Il faut qu'il regarde de près sa log de xorg ! A mon avis son problème c'est un glproto ou mesa qui pose problème ... 

@ +

----------

## Goumize

 *man in the hill wrote:*   

> Il faut qu'il regarde de près sa log de xorg ! A mon avis son problème c'est un glproto ou mesa qui pose problème ... 
> 
> @ +

 

Exact,  son log xorg nous dira davantage.

----------

## exhortae

Je viens de passer à beryl 0.1.1, de prime abord ça me paraît plus stable (j'ai plus le plantge de fenêtre), faudra voir sur une utilisation plus poussée

----------

## Nattfodd

Vous serez certainement heureux d'apprendre que beryl vient d'être ajouté à l'arbre portage officiel. Seul XGL manque encore, donc si vous ne l'utilisez pas, vous pouvez emerge --sync dans quelques heures et enlever l'overlay qui fournissait beryl du make.conf.

----------

## Temet

Yeah, je viens de le voir, merciiiiii !!!

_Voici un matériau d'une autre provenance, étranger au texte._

PR #1400, opened 2021-12-30
Add ARM64 support on Windows

Sharundaar:
This PR adds arm64 as a possible target for the compiler on windows. To do this it adds the LLVM-C lib and dll built for ARM64 and modify the build script to shuffle those around instead of the x86/x64 .dll depending on the vc target architecture env var (setup by vcvarsall normally)

The main changes were to remove usage of x64/x86 intrinsics in favor of the macos ARM path. I also had to remove the libtommath/mp_set_double.c compilation since it was generating a blocking warning, since the function didn't seem in use in the project I think it's fine ?

I couldn't test it against the examples files since it uses some win32 calls that have the stdcall calling convention which are unavailable on arm. But I did manage to get the SDL and STB running to output png files and do some basic rendering/window management which were good enough for my use case.


.gitignore
```diff
@@ -276,3 +276,4 @@ shared/
 *.ll
 
 *.sublime-workspace
+/LLVM-C.dll
```
gingerBill, line 279: Why has this been added the .gitignore?!

gingerBill:
I'm extremely surprised that it was this simple to port to ARM64 on windows.

Sharundaar:
Me too, I was actually happy to see that LLVM already supports windows ARM pretty well... There's probably a bunch of edge case I haven't tested as I'm not doing too much low level stuff but it seems to be a good starting point.

gingerBill:
Which versions of the DLLs are you using? 12.0.1 still?

Sharundaar:
Oh that's a good point... I tested a bunch of stuff an it might be the 13.0 actually, lemme fix that

Sharundaar:
Eh boi that's annoying, LLVM has a Windows on Arm version for 12.0.0 and 13.0.0 but not for 12.0.1, so I guess to get those .lib I'd have to build that part of the project on my machine which I'm not sure is powerful enough to get it in a reasonable amount of time. I'd have to check a bit more

gingerBill:
12.0.0 is bugged and cannot work 
We are using 12.0.1 on Windows for the time beginning.

I might have even built the DLL myself.

Sharundaar:
Sounds good 👍 I have what I need here to build the lib, it's just gonna take a while from my experience with LLVM. I'll update the PR with the right lib tomorrow (or when it's done compiling... which might be next year at this point x) )

Platin21:
For arm to correctly work we right now use llvm13 on MacOS the other one generates invalid il code. It works seemingly flawlessly.

gingerBill:
We'll probably not support Windows ARM64, at least not officially anytime soon.

PR #1424, opened 2022-01-12
os_linux additions + libc to syscalls

jasonKercher:
I added `rename`, `remove`, `make_directory`, `remove_directory`, `is_dir`, `is_file` to match `core/os/file_windows.odin`, so now `odinfmt` can will compile on Linux!

I moved a handful of libc calls to straight syscalls.  So far, I was only able to test on amd64, but it should be able to handle arm64, arm and i386 as well. If someone wants to test that on a different arch, here is a quick test program:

Par contre, saurais tu quand le driver nvidia série 9 sera en testing ou stable??

Enfin genre : "pas longtemps, une semaine" ou "rêve pas, pas avant deux mois" ... ca m'irait comme réponse  :Wink: 

----------

## man in the hill

 *Nattfodd wrote:*   

> Vous serez certainement heureux d'apprendre que beryl vient d'être ajouté à l'arbre portage officiel.

 

Très bonne nouvelle pour nous et la Team Beryl qui font du très bon travail ! Encore une bonne raison d'installer une gentoo  :Cool:   ...

Merci,

@ +

----------

## UB|K

Salut à tous,

je n'avais pas réussi à lancer beryl depuis la sortie des drivers béta nvidia car la bêêête me crashait lamentablement le serveur X dès le lancement et ce sans aucune infos de débuggage valable. Par contre compiz (vanilla, celui de portage) marchait très bien ce qui avait le don de m'énerver. Je viens de trouver le fautif et je partage la solution dès fois que ça serve à quelqu'un: dans la section "modules" de xorg.conf, il ne faut pas charger le module "v4l". Ce qui m'énerve encore plus c'est que le non-chargement de ce module n'empêche en rien ma carte tv de fonctionner, c'est balo ça...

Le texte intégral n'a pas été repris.